Many people have been spending more time in their gardens lately and you may have noticed what an amazing variety of wildlife visits our gardens.
Our gardens are particularly important refuges for pollinating insects like bees. To give pollinators a helping hand, gardeners can grow a range of plants that offer a rich larder of pollen and nectar throughout the year.
But how do we know which plants are best for pollinators?
Twelve years of research at the Botanic Garden led by Dr Natasha de Vere has been looking at this question, using DNA barcoding to find out which plants bumblebees, solitary bees, honeybees and hoverflies visit.
To make this scientific evidence available to gardeners, a new ‘Saving Pollinators Assurance Scheme’ has been developed by our Growing the Future project. Plants proven to support pollinators by the Botanic Garden’s research scientists are given the stamp of approval on garden centre benches, in the form of our Saving Pollinators Assurance Scheme logo.

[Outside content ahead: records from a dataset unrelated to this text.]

PR #892, opened 2019-03-27
feat: revive CoreOS support

alexeldeib:
**Reason for Change**:

Fixes #584 

**Issue Fixed**:

**Requirements**:

- [x] uses [conventional commit messages](https://www.conventionalcommits.org/)
  
- [ ] includes documentation
- [ ] adds unit tests
- [ ] tested upgrade from previous version

**Notes**:
I took the absolute dead simplest approach I could to get this working. Right now the masters and agents successfully form a cluster. Seems like there are some issues with rpc-statd and possibly volume mounts. Got some running pods though!

image

PR #1043, opened 2019-04-12
fix: only run installDeps in non-VHD scenarios

CecileRobertMichon:
**Reason for Change**:

#892 introduced a regression by using by checking `if [[ $FULL_INSTALL_REQUIRED ]]` which always evaluates to true since that var is assigned as a string. The correct way to check if it is true is with `[ "$FULL_INSTALL_REQUIRED" == "true" ]`. Also change the `OS` check to only run these lines for `UBUNTU since that's more explicit (and allows us to add more OSes later on without breaking this flow.

**Issue Fixed**:

**Requirements**:

- [ ] includes documentation
- [ ] adds unit tests

**Notes**:

### DIFF
--- a/parts/k8s/cloud-init/artifacts/cse_main.sh
+++ b/parts/k8s/cloud-init/artifacts/cse_main.sh
@@ -63,7 +63,7 @@ else
     FULL_INSTALL_REQUIRED=true
 fi
 
-if [[ $OS != $COREOS_OS_NAME ]] && [[ $FULL_INSTALL_REQUIRED ]]; then
+if [[ $OS == $UBUNTU_OS_NAME ]] && [ "$FULL_INSTALL_REQUIRED" == "true" ]; then
     installDeps
 else 
     echo "Golden image; skipping dependencies installation"
--- a/parts/k8s/cloud-init/artifacts/cse_main.sh
+++ b/parts/k8s/cloud-init/artifacts/cse_main.sh
@@ -63,7 +63,7 @@ else
     FULL_INSTALL_REQUIRED=true
 fi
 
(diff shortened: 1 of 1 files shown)


mboersma:
lgtm

parts/k8s/cloud-init/artifacts/cse_main.sh
```diff
@@ -63,7 +63,7 @@ else
     FULL_INSTALL_REQUIRED=true
 fi
 
-if [[ $OS != $COREOS_OS_NAME ]] && [[ $FULL_INSTALL_REQUIRED ]]; then
+if [[ $OS == $UBUNTU_OS_NAME ]] && [ "$FULL_INSTALL_REQUIRED" = "true" ]; then
```
jackfrancis: `[ "$FULL_INSTALL_REQUIRED" = "true" ]` is inconsistent with all the other `[[ $FULL_INSTALL_REQUIRED ]]` usages.

CecileRobertMichon: there are no other `[[ $FULL_INSTALL_REQUIRED ]]` usages

CecileRobertMichon: only `if $FULL_INSTALL_REQUIRED; then`

CecileRobertMichon: that's what broke it

CecileRobertMichon:
verified:

```
+ [[ UBUNTU == UBUNTU ]]
+ '[' false = true ']'
+ echo 'Golden image; skipping dependencies installation'
Golden image; skipping dependencies installation
```

PR #1044, opened 2019-04-12
fix: Ensure pods scheduled onto new nodes during upgrade respect the original node's labels/taints

chengliangli0918:
**Reason for Change**:
Ensure pods scheduled onto new nodes during upgrade respect the original node's labels/taints: 
Edge case to fix: on a multiple node AKS/aks-engine cluster, manually set taints to prevent a pod from being scheduled on any agent nodes, so that pod is always in Pending. After upgrading, that pod is scheduled on one of new nodes, although the annotations/labels/taints are copied over from old nodes to new nodes correspondingly

**Issue Fixed**:
1. Ensure pods scheduled onto new nodes during upgrade respect the original node's labels/taints by evicting any pods might be scheduled on to the newly created agent nodes before copying over node properties (annotations/labels/taints) from old node to new node

2. Move the recent retry logic added to VMSS agent nodes by xizhamsft to common place in order that both VMAS/VMSS agent pool share the same code path to copy over node properties from old nodes to new nodes.

**Requirements**:

- [ ] includes documentation
- [ ] adds unit tests

**Notes**:


pkg/operations/kubernetesupgrade/upgrader.go
```diff
@@ -706,6 +725,7 @@ func (ku *Upgrader) copyCustomNodeProperties(client armhelpers.KubernetesClient,
 		}
 	}
 
+	newNode.Spec.Unschedulable = false
```
CecileRobertMichon: should this be done after the node is updated?

chengliangli0918: Based on the tests for the edge case that this PR tries to fix, it seems ok to put "copying node properties and re-enabling scheduling' in the same UpdateNode() call.

palma21: If it's done after the update then the pending pods will be incorrectly scheduled on this node before it receives the ported taints. Unless you see a better way to do it

CecileRobertMichon: Isn't it the opposite? We want to make the node schedulable _after_ it has the correct taints no? otherwise pods might get scheduled incorrectly in the short time before it gets the ported taints.

palma21: Correct, so making the node schedulable after all the taints are applied only. 
I believe we're saying the same thing. So will stand down for Charlie to explain the actual code.

chengliangli0918: Although using single UpdateNode() call to apply node properties and make it schedulable works fine according to tests.  I change the code to use two UpdateNode() calls separately to apply the node properties first and make the node schedulable next.

CecileRobertMichon:
@jackfrancis what's the reason for holding this one? I think maybe you meant to hold #976

jackfrancis:
I noticed that E2E looked good and thought this one needed more review/testing. Just didn't want it to auto-merge too quickly.

jackfrancis:
This lgtm

@chengliangli0918 just a thought: in the future, should we taint an upgraded node at creation time so that no workloads are initially scheduled? And then we do all of the post-creation operations, and then finally we untaint the node? Basically something like this should reduce the edge case surface area of workloads being scheduled "during" an upgrade.

chengliangli0918:
agree. In the future, we should set UnSchedule=true when the node is created, and then set UnSchedule=false if creation and post-creation configuration is done. This will need code change for scenarios, like new cluster creation, cluster scaling up, cluster upgrading for both AKS/AKS-engine. This might need more efforts to achieve.
  
> This lgtm
> @chengliangli0918 just a thought: in the future, should we taint an upgraded node at creation time so that no workloads are initially scheduled? And then we do all of the post-creation operations, and then finally we untaint the node? Basically something like this should reduce the edge case surface area of workloads being scheduled "during" an upgrade.

palma21:
@jackfrancis are we ready to merge this?

jackfrancis:
Running upgrade validation test now

jackfrancis:
FYI rebased/force-pushed so we can do back-compat tests

PR #1045, opened 2019-04-12
test: ensure node is ready before running validations

jackfrancis:
**Reason for Change**:

In some upgrade tests we're seeing the `k get nodes` return list of nodes after scale in. This change should allow us to further filter out non-Ready nodes to ensure we don't do e.g., ssh to node tests against nodes in a state of deletion that don't actually have functional VMs behind them.

**Issue Fixed**:

**Requirements**:

- [ ] includes documentation
- [ ] adds unit tests

**Notes**:


mboersma:
lgtm

CecileRobertMichon:
shouldn't the test fail in the first place if some nodes are not ready?

PR #1024, opened 2019-04-10
chore(CIS): ensure local login warning banner is configured properly

jackfrancis:
**Reason for Change**:

**Issue Fixed**:

Fixes #982

**Requirements**:

- [ ] uses [conventional commit messages](https://www.conventionalcommits.org/)
  
- [ ] includes documentation
- [ ] adds unit tests
- [ ] tested upgrade from previous version

**Notes**:

PR #1057, opened 2019-04-15
chore: backport tests + cloud-init usage for CIS changes

jackfrancis:
**Reason for Change**:

Follow-up from PRs #1024 and #1031 to include validation tests; and to only pave files via cloud-init in non-VHD flows.

**Issue Fixed**:

**Requirements**:

- [ ] includes documentation
- [ ] adds unit tests

**Notes**:

### DIFF
--- a/parts/k8s/cloud-init/artifacts/cis.sh
+++ b/parts/k8s/cloud-init/artifacts/cis.sh
@@ -24,6 +24,11 @@ assignFilePermissions() {
     lastlog
     waagent.log
     syslog
+    unattended-upgrades/unattended-upgrades.log
+    azure-vnet-ipam.log
+    azure-vnet-telemetry.log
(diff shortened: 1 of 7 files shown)


parts/k8s/cloud-init/artifacts/cis.sh
```diff
@@ -24,6 +24,14 @@ assignFilePermissions() {
     lastlog
     waagent.log
     syslog
+    unattended-upgrades/unattended-upgrades.log
```
jackfrancis: These files may be added based on cluster config, so we need to prep their file perms properly

jackfrancis:
tested these changes (using "ubuntu" distro) against a variety of cluster configs:

- the cluster configs that PRs build/test against
- omsagent
- GPU-enabled

Everything checks out.

PR #1063, opened 2019-04-15
chore(CIS): add apt package validation, ensure postfix is not present

### LINKED ISSUE #985: CIS 2.2.15 Ensure mail transfer agent is configured for local-only mode
in `/etc/postfix/main.cf`:

```
# See /usr/share/postfix/main.cf.dist for a commented, more complete version


# Debian specific:  Specifying a file name will cause the first
# line of that file to be used as the name.  The Debian default
# is /etc/mailname.
#myorigin = /etc/mailname

smtpd_banner = $myhostname ESMTP $mail_name (Ubuntu)
biff = no

# appending .domain is the MUA's job.
append_dot_mydomain = no

# Uncomment the next line to generate "delayed mail" warnings
#delay_warning_time = 4h

readme_directory = no

# TLS parameters
smtpd_tls_cert_file=/etc/ssl/certs/ssl-cert-snakeoil.pem
smtpd_tls_key_file=/etc/ssl/private/ssl-cert-snakeoil.key
smtpd_use_tls=yes
smtpd_tls_session_cache_database = btree:${data_directory}/smtpd_scache
smtp_tls_session_cache_database = btree:${data_directory}/smtp_scache

# See /usr/share/doc/postfix/TLS_README.gz in the postfix-doc package for
# information on enabling SSL in the smtp client.

smtpd_relay_restrictions = permit_mynetworks permit_sasl_authenticated defer_unauth_destination
myhostname = localhost
alias_maps = hash:/etc/aliases
alias_database = hash:/etc/aliases
myorigin = /etc/mailname
mydestination = $myhostname, localhost
relayhost = 
mynetworks = 127.0.0.0/8 [::ffff:127.0.0.0]/104 [::1]/128
mailbox_size_limit = 0
recipient_delimiter = +
#inet_interfaces = all
inet_protocols = all

# 2.2.15 Ensure mail transfer agent is configured for local-only mode

inet_interfaces = localhost
```

jackfrancis:
**Reason for Change**:

CIS work item #985 is to validate postfix configuration; however, we don't ship postfix w/ node vms. This PR validates that, and adds some additional positive package validation to the packages we install via VHD CI or CSE.

**Issue Fixed**:

Fixes #985

**Requirements**:

- [ ] includes documentation
- [ ] adds unit tests

**Notes**:


pkg/api/types.go
```diff
@@ -1037,6 +1037,18 @@ func (p *Properties) IsUbuntuDistroForAllNodes() bool {
 	return p.MasterProfile.Distro == Ubuntu || p.MasterProfile.Distro == Ubuntu1804
 }
 
+// IsUbuntuForAllNodes returns true if all of the agent pools plus masters are running an Ubuntu-based OS
+func (p *Properties) IsUbuntuForAllNodes() bool {
```
CecileRobertMichon: All these new "is..." functions are getting confusing IMO... This one is very similar to `IsUbuntuDistroForAllNodes` even though it means something very different. Can we do anything to either make the names more descriptive/distinct or reuse logic instead of having one function for each? eg. `func (p *Properties) IsDistroForAllNodes(distros []Distro) bool {` with a better name.

CecileRobertMichon: I don't mind doing this refactor in a follow up PR as a proposal and you can tell me if it makes sense.

CecileRobertMichon: Also `IsUbuntu` does:

```
// IsUbuntu returns true if the master profile distro is any ubuntu distro
func (a *AgentPoolProfile) IsUbuntu() bool {
	return a.IsUbuntu1604() || a.IsUbuntu1804()
}
```
Which is different than what we want here I believe.

jackfrancis: Alternatively we can get rid of this method and wrap the entire validation script inside an "is my OS ubuntu" if condition. Would you prefer that?

CecileRobertMichon: Yes definitely.

test/e2e/kubernetes/kubernetes_test.go
```diff
@@ -236,6 +236,32 @@ var _ = Describe("Azure Container Cluster using the Kubernetes Orchestrator", fu
 			}
 		})
 
+		It("should validate installed software packages", func() {
```
CecileRobertMichon: This shouldn't run on Windows nodes

jackfrancis: fixed in latest commit

test/e2e/kubernetes/node/node.go
```diff
@@ -61,12 +61,13 @@ type Address struct {
 	Type    string `json:"type"`
 }
 
-// Info contains information like what version the kubelet is running
+// Info contains node information like what version the kubelet is running
 type Info struct {
```
jackfrancis: The actual k8s node data type spec calls this `NodeInfo` (hence the change above). But gofmt complains if you start a method with the same word that is the type you're adding a method against (i.e., it doesn't want you to call something `node.NodeAction` and wants you to call it `node.Action` instead).

So, I kept the `Info` struct name here, but fixed the other definitions above so that they would actually correctly parse the node JSON output.

test/e2e/kubernetes/node/node.go
```diff
@@ -94,6 +95,19 @@ func (n *Node) IsReady() bool {
 	return false
 }
 
+// IsLinux returns if the node is in a Ready state
+func (n *Node) IsLinux() bool {
+	return n.Status.NodeInfo.OperatingSystem == "linux"
+}
+
+// IsUbuntu returns if the node is in a Ready state
```
CecileRobertMichon: comment copy paste

test/e2e/kubernetes/node/node.go
```diff
@@ -94,6 +95,19 @@ func (n *Node) IsReady() bool {
 	return false
 }
 
+// IsLinux returns if the node is in a Ready state
```
CecileRobertMichon: ditto

parts/k8s/cloud-init/artifacts/cse_helpers.sh
```diff
@@ -186,6 +186,7 @@ apt_get_dist_upgrade() {
   apt_dist_upgrade_output=/tmp/apt-get-dist-upgrade.out
   for i in $(seq 1 $retries); do
     wait_for_apt_locks
+    export DEBIAN_FRONTEND=noninteractive
```
jackfrancis: Added this because postfix + dist-upgrade was adding a package dependency that yielded an interactive, blocking message in the dist-upgrade operation. Glad we caught this in testing. :)

test/e2e/kubernetes/kubernetes_test.go
```diff
@@ -236,6 +236,34 @@ var _ = Describe("Azure Container Cluster using the Kubernetes Orchestrator", fu
...
+			cmd := exec.Command("scp", "-i", masterSSHPrivateKeyFilepath, "-o", "StrictHostKeyChecking=no", filepath.Join(ScriptsDir, installedPackagesValidateScript), master+":/tmp/"+installedPackagesValidateScript)
+			util.PrintCommand(cmd)
+			out, err := cmd.CombinedOutput()
+			log.Printf("%s\n", out)
+			Expect(err).NotTo(HaveOccurred())
+			var conn *remote.Connection
+			conn, err = remote.NewConnection(kubeConfig.GetServerName(), "22", eng.ExpandedDefinition.Properties.LinuxProfile.AdminUsername, masterSSHPrivateKeyFilepath)
+			Expect(err).NotTo(HaveOccurred())
+			for _, node := range nodeList.Nodes {
+				if node.IsUbuntu() {
```
CecileRobertMichon: I like this way of checking for Ubuntu way better 👍

parts/k8s/cloud-init/artifacts/cse_helpers.sh
CecileRobertMichon: I thought we weren't installing postfix?

CecileRobertMichon: This PR is only changing E2E besides this change so why is this change needed?

jackfrancis: Sorry, yes!

Actually, it's possible my testing stumbled into a bug w/ dist-upgrade.

Basically, we need to be ensuring all apt operations in scripts have `DEBIAN_FRONTEND=noninteractive` context

PR #3549, opened 2020-06-26
chore: Use moby 19.03.x packages

cpuguy83:
**Reason for Change**:

Update moby verison.

**Issue Fixed**:

N/A

**Requirements**:

- [ ] includes documentation
- [ ] adds unit tests

**Notes**:

This is the same as 3.0.13, except the new versioning to match upstream
and things are packaged differently (e.g. containerd is now managed with
systemd instead of by dockerd).
The packaging/build changes are fairly significant, but the underlying
moby commits are the same.

### DIFF
--- a/vhd/packer/install-dependencies.sh
+++ b/vhd/packer/install-dependencies.sh
@@ -70,6 +70,7 @@ echo "  - bpftrace" >> ${VHD_LOGS_FILEPATH}
 
 MOBY_VERSION="19.03.12"
 installMoby
+systemctl start docker
 echo "  - moby v${MOBY_VERSION}" >> ${VHD_LOGS_FILEPATH}
 downloadGPUDrivers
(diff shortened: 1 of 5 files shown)


vhd/packer/install-dependencies.sh
```diff
@@ -68,7 +68,7 @@ echo "  - apmz $apmz_version" >> ${VHD_LOGS_FILEPATH}
 installBpftrace
 echo "  - bpftrace" >> ${VHD_LOGS_FILEPATH}
 
-MOBY_VERSION="3.0.13"
+MOBY_VERSION="19.03.12"
 installMoby
```
jackfrancis, line 72: @cpuguy83 add the working "systemctl start docker" command here below `installMoby`

cpuguy83: Adding this here so I can directly commit. :)

```suggestion
installMoby
systemctl start docker
```

PR #3551, opened 2020-06-26
feat: add support for Kubernetes v1.16.12

mboersma:
**Reason for Change**:
See https://github.com/kubernetes/kubernetes/blob/master/CHANGELOG/CHANGELOG-1.16.md#changelog-since-v11611

**Issue Fixed**:

**Requirements**:

- [ ] includes documentation
- [ ] adds unit tests

**Notes**:


mboersma:
/hold

This has a temporary commit for testing that should be discarded before merging.

mboersma:
This [passed CI](https://github.com/Azure/aks-engine/pull/3551/checks?check_run_id=812796438), so I'll strip off the testing commit and should be ready for review.

mboersma:
>  Could you add [kube-proxy] 1.16.12...

Good catch! Added.

chewong:
/hold
I think there are plans to drop 1.16.11 support after v0.53.0 is released and resume using hyperkube for kube-proxy image.

jackfrancis:
@chewong @mboersma we don't need to worry about dropping v1.16.11 with this change, we can continue to include 1.16 kube-proxy artifacts in the VHD spec as @chewong pointed out earlier in this PR thread. We're good on that path!

PR #3560, opened 2020-06-29
test: testing the recommended flow of sgx-device-plugin

### LINKED ISSUE #3462: Add SGX device plugin E2E test case
Currently we cover the SGX node pool scenario by relying upon CSE to install the drivers here:

https://github.com/Azure/aks-engine/blob/master/parts/k8s/cloud-init/artifacts/cse_config.sh#L610

And then validate that we can run this workload to completion:

https://github.com/Azure/aks-engine/blob/master/test/e2e/kubernetes/workloads/sgx-test.yaml

Let's continue to do that, but also add a test where we kubectl apply sgx device drivers and run a test that matches the recommended SGX workflow documented in the repo.

salsal97:
**Reason for Change**:

This PR adds a test in the pipeline that deploys the sgx device plugin, and then a test workload in order to check the proper exposure of EPC memory by the plugin & also test the recommended way to use DC series SKUs on aks-engine

**Issue Fixed**:

Fixes #3462

**Requirements**:

- [ ] includes documentation
- [ ] adds unit tests

**Notes**:


test/e2e/kubernetes/workloads/sgx-device-plugin.yaml
```diff
@@ -0,0 +1,56 @@
+apiVersion: apps/v1
+kind: DaemonSet
+metadata:
+  name: sgx-device-plugin
+  namespace: kube-system
```
jackfrancis, line 5: The namespace in the spec doesn't match the namespace we're looking for in the test ("default"). In general, we should put these out of kube-system namespace, unless there's a reason to. (In which case we'd change the test to validate the pod creation in the "kube-system" namespace).

salsal97: I feel stupid, thanks for pointing that out

jackfrancis: I recommend feeling silly or something positive instead!

test/e2e/kubernetes/kubernetes_test.go
```diff
@@ -1620,6 +1620,37 @@ var _ = Describe("Azure Container Cluster using the Kubernetes Orchestrator", fu
...
+			if eng.ExpandedDefinition.Properties.HasDCSeriesSKU() {
+
+				sgx_device_plugin := ""
+				if common.IsKubernetesVersionGe(eng.ExpandedDefinition.Properties.OrchestratorProfile.OrchestratorVersion, "1.17.0") {
+					sgx_device_plugin = "sgx-device-plugin.yaml"
+				} else {
+					sgx_device_plugin = "sgx-device-plugin-before-k8s-1-17.yaml"
+				}
+
+				p, err := pod.CreatePodFromFileIfNotExist(filepath.Join(WorkloadDir, sgx_device_plugin), "sgx-device-plugin", "default", 1*time.Second, cfg.Timeout)
```
jackfrancis, line 1634: So, the `CreatePodFromFileIfNotExist` function was designed to `kubectl apply` a `Pod` spec (see https://github.com/Azure/aks-engine/blob/master/test/e2e/kubernetes/workloads/dns-liveness.yaml).

The reason a DaemonSet spec won't work as coded here is that the actual Pod resource rendered by the DaemonSet will have a unique suffix appended to its name. So we can't expect a pod to be present in the cluster literally named "sgx-device-plugin". We *can*, however use that func to kubectl apply the spec (just drop the first response object, e.g.: `_, err := pod.CreatePodFromFileIfNotExist(`...

And then we can use a pattern like this to ensure that all pod resources with a given prefix ("sgx-device-plugin" in this case), are in a Running state:

https://github.com/Azure/aks-engine/blob/master/test/e2e/kubernetes/kubernetes_test.go#L1038

salsal97: Gotcha, I've made the required changes - thank you for your guidance

jackfrancis:
Thanks so much @salsal97!

PR #3570, opened 2020-07-01
fix: kube-proxy upgrade from v1.15 to v1.16

### LINKED ISSUE #3557: kube-proxy daemonset not reconciled after upgrading to v1.16 or greater
**Describe the bug**

Addon-manager fails to reconcile the kube-proxy manifest after an upgrade from v1.15 (or lower) to v1.16 (or greater).

The reason is that the new kube-proxy manifest contains updates to immutable fields (`selector.matchLabels`).

**Steps To Reproduce**

Deploy a v1.15 cluster, upgrade to v1.16, check kube-proxy daemonset still references the v1.15 image 

**Additional context**

Addon-manager error message:
 
```
Error from server (Invalid): error when applying patch:
Resource: "apps/v1, Resource=daemonsets", GroupVersionKind: "apps/v1, Kind=DaemonSet"
Name: "kube-proxy", Namespace: "kube-system"
for: "/etc/kubernetes/addons/kube-proxy.yaml": DaemonSet.apps "kube-proxy" is invalid: spec.selector: Invalid value: v1.LabelSelector{MatchLabels:map[string]string{...}, MatchExpressions:[]v1.LabelSelectorRequirement(nil)}: field is immutable
```
Source of the issue:
https://github.com/Azure/aks-engine/blob/master/parts/k8s/addons/kube-proxy.yaml#L51-L54

Deleting the daemonset recreates the resource with the expected state.

jadarsie:
**Reason for Change**:
Added an extra step in between control-plane and agent upgrades to delete the kube-proxy daemon if the upgrade version is 1.16.

**Issue Fixed**:
Fixes #3557

**Requirements**:
- [ ] includes documentation
- [ ] adds unit tests

**Notes**:
This extra step will fail silently otherwise it would break test "Should not fail if a Kubernetes client cannot be created" (upgradecluster_test.go)

### DIFF
--- a/pkg/operations/kubernetesupgrade/upgrader.go
+++ b/pkg/operations/kubernetesupgrade/upgrader.go
@@ -14,6 +14,7 @@ import (
 	"github.com/pkg/errors"
 
 	"github.com/Azure/aks-engine/pkg/api"
+	"github.com/Azure/aks-engine/pkg/api/common"
 	"github.com/Azure/aks-engine/pkg/armhelpers"
 	"github.com/Azure/aks-engine/pkg/armhelpers/utils"
 	"github.com/Azure/aks-engine/pkg/engine"
@@ -35,6 +36,7 @@ type Upgrader struct {
 	stepTimeout        *time.Duration
 	cordonDrainTimeout *time.Duration
 	AKSEngineVersion   string
+	CurrentVersion     string
 	ControlPlaneOnly   bool
 }
 
@@ -44,6 +46,7 @@ const (
 	defaultTimeout                     = time.Minute * 20
 	defaultCordonDrainTimeout          = time.Minute * 20
 	nodePropertiesCopyTimeout          = time.Minute * 5
+	getResourceTimeout                 = time.Minute * 1
 	clusterUpgradeTimeout              = time.Minute * 180
 	vmStatusUpgraded          vmStatus = iota
 	vmStatusNotUpgraded
@@ -76,6 +79,8 @@ func (ku *Upgrader) RunUpgrade() error {
 		return err
 	}
 
+	ku.handleUnreconcilableAddons(ctx)
+
 	if ku.ControlPlaneOnly {
 		return nil
 	}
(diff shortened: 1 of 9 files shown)


test/e2e/kubernetes/kubernetes_test.go
```diff
@@ -702,6 +703,16 @@ var _ = Describe("Azure Container Cluster using the Kubernetes Orchestrator", fu
 			}
 		})
 
+		It("should have core kube-system addons running the correct version", func() {
```
jackfrancis, line 706: This is nice, we should probably guard this in a `if eng.ExpandedDefinition.Properties.OrchestratorProfile.KubernetesConfig.CustomKubeProxyImage == "" {` block

jadarsie: good call

pkg/operations/kubernetesupgrade/upgrader.go
```diff
@@ -88,6 +93,33 @@ func (ku *Upgrader) RunUpgrade() error {
...
 }
 
+// handleUnreconcilableAddons ensures addon upgrades that addon-manager cannot handle by itself.
+// This method fails silently otherwide it would break test "Should not fail if a Kubernetes client cannot be created" (upgradecluster_test.go)
+func (ku *Upgrader) handleUnreconcilableAddons() {
+	// kube-proxy upgrade fails from v1.15 to 1.16: https://github.com/Azure/aks-engine/issues/3557
+	// deleting daemonset so addon-manager recreates instead of patching
+	upgradeVersion := ku.DataModel.Properties.OrchestratorProfile.OrchestratorVersion
+	if !common.IsKubernetesVersionGe(ku.CurrentVersion, "1.16.0") && common.IsKubernetesVersionGe(upgradeVersion, "1.16.0") {
+		ku.logger.Errorf("Attempting to delete kube-proxy daemonset.")
```
jadarsie, line 103: Will change this from Error to Warning

pkg/operations/kubernetesupgrade/upgrader.go
```diff
@@ -88,6 +93,33 @@ func (ku *Upgrader) RunUpgrade() error {
...
+	// deleting daemonset so addon-manager recreates instead of patching
+	upgradeVersion := ku.DataModel.Properties.OrchestratorProfile.OrchestratorVersion
+	if !common.IsKubernetesVersionGe(ku.CurrentVersion, "1.16.0") && common.IsKubernetesVersionGe(upgradeVersion, "1.16.0") {
+		ku.logger.Infof("Attempting to delete kube-proxy daemonset.")
+		client, err := ku.getKubernetesClient(getResourceTimeout)
+		if err != nil {
+			ku.logger.Errorf("Error getting Kubernetes client: %v", err)
+			return
+		}
+		ds, err := client.GetDaemonSet("kube-system", common.KubeProxyAddonName)
```
mboersma, line 109: Do we need to bother with `GetDaemonSet`, or can we just call `DeleteDaemonSet` and handle the possible error if it didn't exist?

jadarsie: can update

To be eligible for the Saving Pollinators Assurance Scheme, plants also need to be grown in an environmentally sustainable way. The drastic decline in pollinating insects has been partly caused by the use of chemical insecticides. Alarmingly, many plants labelled by retailers as ‘pollinator friendly’ have been shown to harbour significant residues of synthetic insecticides that harm pollinators and our environment. Many retailed plants are also grown in peat-based compost, the production of which is very environmentally damaging.
Plants in our Saving Pollinators Assurance Scheme are grown peat-free, without synthetic insecticides.
Over the past two years, I have travelled across Wales with Growing the Future beekeeper, Lynda Christie, meeting growers dedicated to sustainable growing. We are so pleased that a range of growers have now signed up to grow at least some of their plants to Saving Pollinators Assurance Scheme standards.
Keep a look out for our Saving Pollinators Assurance Scheme logo on plants in garden centres and nurseries across Wales, including on plants for sale in the Y Pot Blodyn Garden Centre at the Botanic Garden.
Plants displaying the logo are not only proven to support pollinators, but have been sown, grown and nurtured in an environmentally sensitive way, by a range of passionate growers across Wales.